Schoolyear fits the ideal exam setup that WHU had in mind. Students bring their own laptops, start their exam in Ans as usual, and Schoolyear locks the exam environment down. "With Schoolyear, we block everything we don't want on the participant's computer during the exam," Thorsten says. That means the device goes into full-screen mode, other applications are closed, and students can only access pre-approved websites and files. For faculty, nothing changes. For students, it's a one-time setup.
"With Schoolyear, we block everything we don't want on the participant's computer during the exam.”
Thorsten Leich, Associate Director IT Solutions
WHU ran a small pilot in spring 2023, which was successful.

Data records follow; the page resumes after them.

PR #10, opened 2019-11-05
adding labels added

ewebed:


iwko:
fastai dependency is missing https://travis-ci.com/allegro/biggerquery/builds/134986362

e2e/test_dataset_manager.py
```diff
@@ -41,6 +48,25 @@ def tearDown(self):
         self.dataset_manager.remove_dataset()
 
 
+class PartitionedDatasetManagerPropertiesTestCase(DatasetManagerTestCase):
```
iwko: Those tests are not necessary and are not e2e

test/test_user_commons/test_labels.py
```diff
@@ -0,0 +1,70 @@
+from unittest import TestCase
```
iwko: you should create e2e test in `test_dataset_manager` and test on real table in bigquery

e2e/test_dataset_manager.py
```diff
@@ -18,10 +19,16 @@ class DatasetManagerTestCase(TestCase):
...
     def setUp(self):
+        self.dataset_uuid = str(uuid.uuid4()).replace('-', '')
+        self.internal_tables = ['fake_target_table', 'partitioned_fake_target_table', 'loaded_table']
+        self.external_tables = {'some_external': 'table'}
+
         self.test_dataset_id, self.dataset_manager = create_dataset_manager(
             config.PROJECT_ID,
             self.TEST_PARTITION,
-            internal_tables=['fake_target_table', 'partitioned_fake_target_table', 'loaded_table'])
+            dataset_name=self.dataset_uuid,
```
iwko: empty line

biggerquery/user_commons/labels.py
```diff
@@ -0,0 +1,14 @@
+from biggerquery.interactive import interactive_component
```
iwko: Why not in `interactive.py`?

test/test_user_commons/test_labels.py
```diff
@@ -0,0 +1,70 @@
...
+        self.test_should_execute_update_table_with_proper_parameters(add_label._standard_component)
+
+    def test_should_return_raw_component_when_ds_is_not_provided(self):
+        # given
+        add_label = add_label_component(TEST_TABLE_NAME, TEST_LABELS)
+
+        # expect
+        self.test_should_execute_update_table_with_proper_parameters(add_label)
+
+    def test_should_execute_update_table_with_proper_parameters(self, add_label=None):
```
iwko: You should not use test case as method

biggerquery/user_commons/labels.py
iwko: Why it is standalone file? Why you didnt add it to dataset_manager?

test/test_user_commons/test_labels.py
beczkowb: Why not?

biggerquery/user_commons/labels.py
beczkowb: Because there is no reason for making the dataset_manager even bigger. I think we should go in a more modular direction, instead of creating one huge class.

test/test_user_commons/test_labels.py
iwko: It shadows test case. In this case we should create two tests `test_should_execute_update_table_with_add_label` and `test_should_execute_update_table_without_add_label`

e2e/test_dataset_manager.py
beczkowb: e2e tests are slow and hard to run(you need a project). Unit tests are fine. Maybe @ewebed can add one e2e test, but I'm not sure if that a good direction.

biggerquery/user_commons/labels.py
iwko: 👍

e2e/test_dataset_manager.py
iwko: Ok, but those tests should not be in /e2e directory. But imo we need e2e test

PR #13, opened 2019-11-21
Add possibility to pass all dag's parameters during converting from workflow

faderskd:


biggerquery/deployment.py
```diff
@@ -19,7 +19,7 @@ def job_callable(**kwargs):
     return job_callable
 
 
-def workflow_to_dag(workflow, start_from, dag_id):
+def workflow_to_dag(workflow, start_from, dag_id, **dag_kwargs):
```
beczkowb: Adding the kwargs here is not enough, you need to allow the user to pass the kwargs to the Workflow class and then use the kwargs inside workflow_to_dag

faderskd: done

beczkowb: Did you test it using Cloud Composer?

faderskd: not yet, today will be tested

faderskd: after that it will be ready to merge I guess

PR #14, opened 2019-11-22
Monitoring

beczkowb:


biggerquery/monitoring.py
```diff
@@ -0,0 +1,164 @@
...
+                "value": {
+                    "int64Value": 1
+                }
+            }
+        ]
+    }
+
+
+def increment_counter(client, monitoring_config, metric_type, job_id):
+    start = get_now_rfc3339()
```
faderskd: `start` and `end` are actually the same times

biggerquery/monitoring.py
```diff
@@ -0,0 +1,164 @@
...
+
+def increment_job_failure_count(monitoring_config, job_id):
+    try:
+        client = api_client()
+        if not metric_exists(client, monitoring_config.project_resource, BIGGERQUERY_JOB_FAILURE_METRIC_TYPE):
+            api_create_metric(client, monitoring_config.project_resource, BIGGERQUERY_JOB_FAILURE_METRIC)
+            wait_for_metric(client, monitoring_config.project_resource, BIGGERQUERY_JOB_FAILURE_METRIC_TYPE)
+        increment_counter(client, monitoring_config, BIGGERQUERY_JOB_FAILURE_METRIC_TYPE, job_id)
+    except Exception as e:
+        raise MetricError('Cannot increment job failure count: ' + str(e))
```
faderskd: Do you have here full stack trace or only small portion of valuable message ?

test/test_monitoring.py
```diff
@@ -0,0 +1,227 @@
...
+    def test_should_raise_exception_when_no_retries_left(self, metric_exists_mock):
+        # given
+        metric_exists_mock.return_value = False
+
+        # expect
+        with self.assertRaises(monitoring.MetricError):
+            monitoring.wait_for_metric('client', 'project_resource', 'metric_type')
+
+
+class CreateTimeseriesData(TestCase):
```
faderskd: [Not important] Why you need this test ? If it properly builds data then `increment_counter()` function will properly work. I mean if we should test bigger parts of code as a whole except every small part independently ;)

beczkowb: That's unit testing. If you assert created timeseries inside increment_counter test, you test 2 things in the same test(that's not unit testing, you check if increment_counter works assuming that create timeseries should work). Whether I should write the integration test is a different question :)

biggerquery/monitoring.py
beczkowb: good point

biggerquery/monitoring.py
beczkowb: What do you mean by the same?. We need the start and the end because that is how you create meter things in the stackdriver.

test/test_monitoring.py
faderskd: Ok, that's the matter of approach. Sometimes it's better just to test bigger parts which you treat like a black box even in unit tests. Nevermind.

biggerquery/monitoring.py
```diff
@@ -0,0 +1,164 @@
...
+
+
+def meter_job_run_failures(job, monitoring_config):
+    original_run = job.run
+
+    def metered_run(runtime):
+        try:
+            return original_run(runtime)
+        except Exception as e:
+            logger.error(str(e))
```
faderskd: same as above ;)

biggerquery/monitoring.py
faderskd: Oh, ok understand. So you need only difference in time event if it's a matter of milliseconds

beczkowb: Yes, passing the same values will throw an error.

biggerquery/monitoring.py
beczkowb: done

biggerquery/monitoring.py
beczkowb: done

PR #15, opened 2019-12-25
Add possibility to define job graphs

faderskd:


biggerquery/deployment.py
```diff
@@ -5,6 +5,9 @@
 import os
 import shutil
 
+from airflow import models
```
beczkowb: Hide it inside the functions that use it

biggerquery/workflow.py
```diff
@@ -7,15 +9,164 @@ def __init__(self,
...
+    def run(self, runtime):
+        self.job.run(runtime=runtime)
+
+    def __hash__(self):
+        return hash(self.name)
+
+    def __eq__(self, other):
+        return self.name == other.name
+
+    def __str__(self):
```
beczkowb: I suggest implementing __repr__ instead

biggerquery/workflow.py
```diff
@@ -7,15 +9,164 @@ def __init__(self,
...
+
+    def call_on_graph_nodes(self, consumer):
+        self.definition.call_on_graph_nodes(consumer)
+
+    def _parse_definition(self, definition):
+        if isinstance(definition, list):
+            return Definition(self._map_to_workflow_jobs(definition))
+        if isinstance(definition, Definition):
+            return definition
+        raise ValueError(f"Invalid argument {definition}")
```
beczkowb: We might be compatible with python3.5 for a reason :), I suggest removing 3.6 string formatting

biggerquery/workflow.py
```diff
@@ -7,15 +9,164 @@ def __init__(self,
...
+
+    def _build_graph(self, jobs):
+        if isinstance(jobs, list):
+            job_graph = self._convert_list_to_graph(jobs)
+        elif isinstance(jobs, dict):
+            job_graph = jobs
+        else:
+            raise ValueError("Job graph has to be dict or list")
+
+        JobGraphValidator(job_graph).validate()
```
beczkowb: Why not just a function?

requirements/base.txt
```diff
@@ -3,4 +3,5 @@ pandas>=0.23,<=0.24
 google-cloud-storage>=1.16,<=1.18
 mock>=3.0.5
 pyarrow>=0.14
-pydata-google-auth>=0.1.3
\ No newline at end of file
+pydata-google-auth>=0.1.3
+apache-airflow>=1.10.6
```
beczkowb: We don't want airflow as a base requirements, add it as an additional requirement or don't add it at all(it is used only when deployed on airflow or when unit testing our code).

beczkowb:
Can you write a usage example in README?

biggerquery/workflow.py
beczkowb: Ok, I remember now. It's about the python version on Jupyter machines in GCP(it used to be 3.5, I don't know what's the current version).

biggerquery/workflow.py
```diff
@@ -7,15 +9,164 @@ def __init__(self,
...
+        return job_graph
+
+    @staticmethod
+    def _convert_list_to_graph(job_list):
+        graph_as_dict = OrderedDict()
+        if len(job_list) == 1:
+            graph_as_dict[job_list[0]] = []
+        else:
+            for i in range(1, len(job_list)):
+                graph_as_dict[job_list[i - 1]] = [job_list[i]]
```
iwko: What's going on here?

biggerquery/deployment.py
```diff
@@ -58,12 +79,9 @@ def build_dag_file(workflow_import_path,
 import biggerquery as bgq
 from {workflow_import_path} import {workflow_name} as workflow
 
-dag_args, tasks = bgq.workflow_to_dag(workflow, '{start_from}', '{dag_id}')
+#dag = models.DAG(**dag_args)
```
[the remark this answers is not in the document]
faderskd: Unfortunately this line is required (even as a comment). Airflow searches for line like this and when it finds it, it starts to search for dag objects in python module. Without this line airflow ignores generated module.

biggerquery/workflow.py
```diff
@@ -7,15 +9,164 @@ def __init__(self,
...
+
+class WorkflowJob:
+    def __init__(self, job, name):
+        self.job = job
+        self.name = name
+
+    def run(self, runtime):
+        self.job.run(runtime=runtime)
+
+    def __hash__(self):
```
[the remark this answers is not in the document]
faderskd: yep, we use this object inside workflow graphs represented as dictionaries

biggerquery/workflow.py
```diff
@@ -7,15 +9,164 @@ def __init__(self,
...
+        return hash(self.name)
+
+    def __eq__(self, other):
+        return self.name == other.name
+
+    def __str__(self):
+        return "WorkflowJob{job=..., name=%s}" % self.name
+
+
+class Definition:
```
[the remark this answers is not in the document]
faderskd: it is already inside workflow module so the context is known ;)

biggerquery/workflow.py
faderskd: Why as a function :) ? I wanted to clearly separate logic responsible for validation and finding job order running. There are totally different

biggerquery/workflow.py
faderskd: It is the part of the code necessary to preserve backward compatibility. Currently we define workflows by passing list of jobs except graph. New algorithm for running jobs (or converting them to airflow dag) operate on graphs internally. To be able to adjust the old interface to the new algorithm we have to convert list of jobs to graph.

biggerquery/workflow.py
beczkowb: I mean function, not method- validate_job_graph(job_graph). That's not critical, but more pythonic I think.

faderskd: Yep I know but I wanted to clearly separate this block of code and do not move it to another module

iwko:
usage example in README.MD is still missing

That summer, they rolled Schoolyear out across all programs.
The result: less post-exam work, fewer technical disruptions
With Schoolyear, WHU aims to prevent cheating instead of figuring out if it happened after the exam is over. "We had cases with the proctoring setup where we needed to look into whether we were dealing with a cheating case or not," Vincent says. "The moment that you're conducting exams in a controlled environment, that is reduced heavily. This is saving us a lot of time."
Students also report fewer technical issues during exams compared to the previous setup. "In general, the usability of Schoolyear with Ans is seen as easier by students," Vincent says.
"In general, the usability of Schoolyear with Ans is seen as easier by students.”
Vincent Meertens — Program Director BSc/MSc
As written take-home assessments become harder to trust outside a controlled setting, on-campus digital exams become the default alternative. For WHU, the direction is clear, and they're not looking back.